• _What you should do_
What lines in the entries hold the string "understand"? List them.

[Dataset entries]
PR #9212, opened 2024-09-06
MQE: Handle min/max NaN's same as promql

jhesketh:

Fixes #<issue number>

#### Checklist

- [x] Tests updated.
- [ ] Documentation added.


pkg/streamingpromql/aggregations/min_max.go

==

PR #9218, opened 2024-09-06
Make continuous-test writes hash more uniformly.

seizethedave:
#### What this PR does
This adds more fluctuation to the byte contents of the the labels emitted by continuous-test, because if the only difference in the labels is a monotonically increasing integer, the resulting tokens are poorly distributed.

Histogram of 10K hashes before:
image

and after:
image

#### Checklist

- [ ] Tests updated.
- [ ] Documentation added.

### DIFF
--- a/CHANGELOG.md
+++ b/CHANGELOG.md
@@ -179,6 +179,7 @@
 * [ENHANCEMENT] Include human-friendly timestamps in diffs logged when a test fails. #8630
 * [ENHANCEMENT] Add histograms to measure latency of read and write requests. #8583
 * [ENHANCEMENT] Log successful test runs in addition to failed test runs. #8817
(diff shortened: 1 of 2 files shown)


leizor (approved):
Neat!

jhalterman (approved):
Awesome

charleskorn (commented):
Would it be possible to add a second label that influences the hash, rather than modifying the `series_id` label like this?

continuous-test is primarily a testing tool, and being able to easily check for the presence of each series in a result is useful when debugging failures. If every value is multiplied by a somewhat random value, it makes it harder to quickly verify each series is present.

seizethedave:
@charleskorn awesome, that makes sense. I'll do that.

* * *

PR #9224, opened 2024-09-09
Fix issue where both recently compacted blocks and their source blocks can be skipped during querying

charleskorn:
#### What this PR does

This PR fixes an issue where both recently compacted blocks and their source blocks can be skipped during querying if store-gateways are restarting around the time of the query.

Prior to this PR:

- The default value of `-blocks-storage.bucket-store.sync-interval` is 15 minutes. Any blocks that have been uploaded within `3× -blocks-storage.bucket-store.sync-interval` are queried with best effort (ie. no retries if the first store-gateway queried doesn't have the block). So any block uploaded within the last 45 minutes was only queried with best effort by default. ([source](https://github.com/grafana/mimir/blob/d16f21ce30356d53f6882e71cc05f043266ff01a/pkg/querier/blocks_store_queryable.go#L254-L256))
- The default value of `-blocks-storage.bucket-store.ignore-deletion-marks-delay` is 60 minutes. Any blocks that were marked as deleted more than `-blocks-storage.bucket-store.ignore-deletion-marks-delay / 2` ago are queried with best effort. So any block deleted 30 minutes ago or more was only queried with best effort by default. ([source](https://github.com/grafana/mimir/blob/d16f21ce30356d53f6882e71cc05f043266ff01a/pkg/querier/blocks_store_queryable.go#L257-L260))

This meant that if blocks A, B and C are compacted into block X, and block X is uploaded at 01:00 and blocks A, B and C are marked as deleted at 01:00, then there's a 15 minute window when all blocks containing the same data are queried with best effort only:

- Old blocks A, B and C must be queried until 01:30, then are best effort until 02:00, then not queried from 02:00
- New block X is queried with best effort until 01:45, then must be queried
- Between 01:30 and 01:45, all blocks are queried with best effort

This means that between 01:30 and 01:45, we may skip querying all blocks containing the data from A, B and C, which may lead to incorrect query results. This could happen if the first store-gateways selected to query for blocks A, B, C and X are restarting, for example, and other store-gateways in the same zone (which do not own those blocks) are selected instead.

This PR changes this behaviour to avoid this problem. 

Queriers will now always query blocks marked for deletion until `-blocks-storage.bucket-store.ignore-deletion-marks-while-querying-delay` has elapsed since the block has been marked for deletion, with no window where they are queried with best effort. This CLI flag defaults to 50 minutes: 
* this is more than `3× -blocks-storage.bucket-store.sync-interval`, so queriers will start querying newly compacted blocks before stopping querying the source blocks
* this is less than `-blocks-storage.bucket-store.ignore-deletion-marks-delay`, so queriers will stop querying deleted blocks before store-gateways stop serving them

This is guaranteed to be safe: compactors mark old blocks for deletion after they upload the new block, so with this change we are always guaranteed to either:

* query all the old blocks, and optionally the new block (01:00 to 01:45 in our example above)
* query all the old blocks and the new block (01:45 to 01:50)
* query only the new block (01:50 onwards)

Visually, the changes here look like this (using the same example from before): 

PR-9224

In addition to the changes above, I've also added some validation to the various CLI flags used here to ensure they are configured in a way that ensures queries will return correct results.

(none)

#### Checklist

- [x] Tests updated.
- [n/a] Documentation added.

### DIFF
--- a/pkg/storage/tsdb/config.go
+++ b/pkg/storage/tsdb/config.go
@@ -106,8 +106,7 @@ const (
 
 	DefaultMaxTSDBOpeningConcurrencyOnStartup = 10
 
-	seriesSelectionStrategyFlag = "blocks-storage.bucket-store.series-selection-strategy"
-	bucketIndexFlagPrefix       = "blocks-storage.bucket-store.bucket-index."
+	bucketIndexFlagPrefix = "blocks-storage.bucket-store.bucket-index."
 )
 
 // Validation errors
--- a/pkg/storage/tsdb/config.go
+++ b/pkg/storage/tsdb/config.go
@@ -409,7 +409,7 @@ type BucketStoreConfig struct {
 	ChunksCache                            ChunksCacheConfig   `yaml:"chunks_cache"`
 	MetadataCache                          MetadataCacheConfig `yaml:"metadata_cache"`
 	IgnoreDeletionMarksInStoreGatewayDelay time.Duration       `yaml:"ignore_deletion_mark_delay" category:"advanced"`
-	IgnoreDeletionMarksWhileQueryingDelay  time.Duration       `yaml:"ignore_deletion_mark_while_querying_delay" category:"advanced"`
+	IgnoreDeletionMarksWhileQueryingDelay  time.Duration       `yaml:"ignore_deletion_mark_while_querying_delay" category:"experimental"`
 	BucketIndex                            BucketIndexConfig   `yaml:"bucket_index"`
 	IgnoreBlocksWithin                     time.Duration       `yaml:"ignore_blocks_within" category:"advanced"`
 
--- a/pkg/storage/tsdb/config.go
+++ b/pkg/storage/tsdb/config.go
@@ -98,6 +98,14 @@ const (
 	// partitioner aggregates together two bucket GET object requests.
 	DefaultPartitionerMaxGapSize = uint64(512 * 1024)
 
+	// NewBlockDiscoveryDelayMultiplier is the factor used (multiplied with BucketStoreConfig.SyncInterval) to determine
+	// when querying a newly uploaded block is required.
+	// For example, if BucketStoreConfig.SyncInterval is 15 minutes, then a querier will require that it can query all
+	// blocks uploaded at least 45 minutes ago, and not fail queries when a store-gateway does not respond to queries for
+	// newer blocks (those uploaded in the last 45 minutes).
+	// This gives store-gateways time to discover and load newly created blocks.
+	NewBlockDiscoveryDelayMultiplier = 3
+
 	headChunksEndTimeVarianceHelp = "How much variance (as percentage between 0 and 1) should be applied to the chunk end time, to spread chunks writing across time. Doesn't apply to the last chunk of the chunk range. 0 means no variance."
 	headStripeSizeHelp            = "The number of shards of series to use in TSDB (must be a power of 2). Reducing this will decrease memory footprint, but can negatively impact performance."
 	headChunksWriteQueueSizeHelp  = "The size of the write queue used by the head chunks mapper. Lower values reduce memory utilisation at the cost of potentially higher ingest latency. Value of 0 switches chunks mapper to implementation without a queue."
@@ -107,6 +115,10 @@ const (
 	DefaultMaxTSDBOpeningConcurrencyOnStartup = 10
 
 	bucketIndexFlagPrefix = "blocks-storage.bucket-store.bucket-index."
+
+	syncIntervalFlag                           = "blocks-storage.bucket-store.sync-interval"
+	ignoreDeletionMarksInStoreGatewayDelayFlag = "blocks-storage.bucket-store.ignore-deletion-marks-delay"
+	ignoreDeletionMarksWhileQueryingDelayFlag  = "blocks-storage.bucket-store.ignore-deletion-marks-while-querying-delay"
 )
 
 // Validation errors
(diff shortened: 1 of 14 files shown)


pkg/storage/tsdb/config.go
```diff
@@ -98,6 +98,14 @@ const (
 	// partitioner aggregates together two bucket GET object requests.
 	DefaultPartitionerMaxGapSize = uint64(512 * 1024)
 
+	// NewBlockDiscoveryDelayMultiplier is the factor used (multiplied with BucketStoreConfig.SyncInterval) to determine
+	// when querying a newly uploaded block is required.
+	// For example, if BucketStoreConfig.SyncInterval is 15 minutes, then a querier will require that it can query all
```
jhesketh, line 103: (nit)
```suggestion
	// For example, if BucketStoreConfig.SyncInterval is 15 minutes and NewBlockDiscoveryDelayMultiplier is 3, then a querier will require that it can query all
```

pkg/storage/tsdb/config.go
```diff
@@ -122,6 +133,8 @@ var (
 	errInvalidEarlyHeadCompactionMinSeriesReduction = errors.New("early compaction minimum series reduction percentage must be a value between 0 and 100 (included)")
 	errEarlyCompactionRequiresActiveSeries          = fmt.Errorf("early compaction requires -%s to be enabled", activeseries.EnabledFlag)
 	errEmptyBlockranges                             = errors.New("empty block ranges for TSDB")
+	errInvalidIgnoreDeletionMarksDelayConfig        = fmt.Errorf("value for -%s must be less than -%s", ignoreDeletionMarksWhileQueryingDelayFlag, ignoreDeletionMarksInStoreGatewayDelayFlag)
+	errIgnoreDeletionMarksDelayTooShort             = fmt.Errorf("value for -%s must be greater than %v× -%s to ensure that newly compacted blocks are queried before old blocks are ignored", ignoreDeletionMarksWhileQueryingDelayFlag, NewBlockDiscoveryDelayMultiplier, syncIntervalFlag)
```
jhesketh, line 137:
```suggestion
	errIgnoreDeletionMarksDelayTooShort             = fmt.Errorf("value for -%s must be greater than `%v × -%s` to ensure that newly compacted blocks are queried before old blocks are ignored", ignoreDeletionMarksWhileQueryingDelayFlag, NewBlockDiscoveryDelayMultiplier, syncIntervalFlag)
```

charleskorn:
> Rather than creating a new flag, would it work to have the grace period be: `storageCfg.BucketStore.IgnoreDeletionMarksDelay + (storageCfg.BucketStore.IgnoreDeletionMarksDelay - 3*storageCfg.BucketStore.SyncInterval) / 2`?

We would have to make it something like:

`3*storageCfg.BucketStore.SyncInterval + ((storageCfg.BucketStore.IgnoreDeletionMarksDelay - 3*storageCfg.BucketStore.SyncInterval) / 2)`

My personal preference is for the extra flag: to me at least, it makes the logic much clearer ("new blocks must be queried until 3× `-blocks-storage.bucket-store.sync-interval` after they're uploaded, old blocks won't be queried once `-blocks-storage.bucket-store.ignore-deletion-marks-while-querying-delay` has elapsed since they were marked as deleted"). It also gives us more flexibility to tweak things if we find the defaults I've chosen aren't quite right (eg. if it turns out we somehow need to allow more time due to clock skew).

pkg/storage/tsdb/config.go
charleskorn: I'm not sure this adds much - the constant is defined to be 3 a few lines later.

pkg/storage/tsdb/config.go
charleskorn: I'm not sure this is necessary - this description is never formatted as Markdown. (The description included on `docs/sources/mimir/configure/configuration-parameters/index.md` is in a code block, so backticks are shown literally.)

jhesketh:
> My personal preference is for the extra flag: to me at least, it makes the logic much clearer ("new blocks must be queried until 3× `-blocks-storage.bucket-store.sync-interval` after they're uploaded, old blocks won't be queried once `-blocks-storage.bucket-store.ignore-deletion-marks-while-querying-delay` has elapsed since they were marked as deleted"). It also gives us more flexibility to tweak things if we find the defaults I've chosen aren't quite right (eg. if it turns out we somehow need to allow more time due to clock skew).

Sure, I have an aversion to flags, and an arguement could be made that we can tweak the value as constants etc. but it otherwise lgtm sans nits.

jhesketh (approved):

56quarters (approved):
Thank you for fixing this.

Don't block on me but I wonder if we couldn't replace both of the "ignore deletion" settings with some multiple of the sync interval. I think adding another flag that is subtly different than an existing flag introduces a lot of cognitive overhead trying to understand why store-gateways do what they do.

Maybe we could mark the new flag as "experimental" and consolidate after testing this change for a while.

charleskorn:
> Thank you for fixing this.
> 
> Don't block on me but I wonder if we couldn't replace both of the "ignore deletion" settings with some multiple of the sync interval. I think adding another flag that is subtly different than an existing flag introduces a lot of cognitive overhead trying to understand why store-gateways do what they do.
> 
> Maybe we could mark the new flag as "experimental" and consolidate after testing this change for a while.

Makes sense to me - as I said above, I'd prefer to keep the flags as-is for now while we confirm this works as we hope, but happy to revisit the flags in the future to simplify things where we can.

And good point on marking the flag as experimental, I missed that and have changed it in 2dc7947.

• _Answer section_
Don't block on me but I wonder if we couldn't replace both of the "ignore deletion" settings with some multiple of the sync interval. I think adding another flag that is subtly different than an existing flag introduces a lot of cognitive overhead trying to understand why store-gateways do what they do.
> Don't block on me but I wonder if we couldn't replace both of the "ignore deletion" settings with some multiple of the sync interval. I think adding another flag that is subtly different than an existing flag introduces a lot of cognitive overhead trying to understand why store-gateways do what they do.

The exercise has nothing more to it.